|
|
|
|
Hüzünlü bir Türkiye hatırası
'Magnum Fotoğrafları ile Türkiye' sergisinin en hüzünlü kareleri 1990 yılında balayı için ülkemize gelen Jim Goldberg'e ait. Goldberg aşk ile işi karıştırıp eşine verdiği sözleri tutamayınca evliliği Türkiye'de ilk ciddi darbesini almış.
İstanbul Modern Sanatlar Müzesi'nin ev sahipliği yaptığı 'Magnum Fotoğrafları ile Türkiye' sergisinde, 1940'lı yıllardan bu yana, Magnum fotoğrafçılarının farklı zaman dilimlerinde ülkemizde çektiği fotoğraflar sergileniyor. Her biri işinin erbabı olan fotoğrafçılar arasında, özellikle bir kişi dikkatimizi çekiyor. Türkiye'de çektiği fotoğrafları ilginç bir notla açıklayan Magnum'un son üyesi Jim Goldberg notunda, "Ayasofya'ya gitme fırsatını kaçırdığımızda her şeyi berbat ettiğimi biliyordum. İkinci balayımızda onu oraya götürmeye söz verdim ama bunu hiçbir zaman başaramadık," diyor. Geçtiğimiz hafta bir araya geldiğimiz Jim Goldberg ile Magnum Ajans'ı ve bu esrarengiz notun altında yatan hüzünlü aşk öyküsünü dinledik.
-
Neden Magnum için çalışmak çok önemli? - Magnum sayesinde fotoğrafçılık farklı bir boyut kazandı, artık hak ettiğimizi elde ediyoruz. Daha önce dergi ve gazeteler fotoğraflarımızı serbestçe kullanırlardı. Şimdi de kullanabilirler ama bedelini ödemek zorundalar. Kısacası ekonomik açıdan arkamızı kolluyor, diyebiliriz.
AZINLIĞIN SESİ
- Neden daha çok azınlıkları çekiyorsunuz? - Aslında benim azınlıklara ilgim gençlik dönemimde başladı. San Francisco'da bir grup gençle aynı evde yaşıyordum. Hani şu 'dünyayı daha iyi yapabilmek' için uğraşan tipler vardır ya, biz de onlardandık. Et yemez, kahve içmezdik. Bir de yaşadığımız sokakta evsizler vardı. Diğer arkadaşlarım tüm savunduklarına rağmen, onların önünden yürüyüp geçerdi. Ben ise onların hikâyelerine ilgi duyardım. Bu yüzden de onların fotoğraflarını çekmeye başladım.

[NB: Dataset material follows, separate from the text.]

PR #2037, opened 2026-08-21
Support FunctionChain

yhmo:


sdk-core/src/main/java/io/milvus/v2/service/vector/request/FunctionChain.java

- Ayrıca fotoğrafların üzerlerine yazı yazmalarını istediniz. Bunun sebebi neydi? - Hayatlarında bir kez de olsa seslerini duyurabilmelerini sağlamak.
- Nasıl bu kadar rahat poz veriyorlar size, tekniğiniz nedir? - Kimsesizleri görüntülemeden önce 10 yıl onların arasında dolaştım, arkadaş oldum. Bazen gecenin üçünde sarhoş ya da ağlamaklı kapımı çaldıkları olurdu. Onlara para vermezdim çünkü gidip uyuşturucu alacaklarını bilirdim. Ama onun dışında her türlü desteği verirdim.
- Genelde belgesel fotoğrafları çekenler, moda sektörüne burun kıvırır. Oysa siz her ikisini de çekiyorsunuz. - İkisi de ayrı haz veriyor. Değişken bir yapım var, ayrı dünyalar arasında süzülebilirim. Akılıyım ve zekâmı işlerime yansıttığımı düşünüyorum.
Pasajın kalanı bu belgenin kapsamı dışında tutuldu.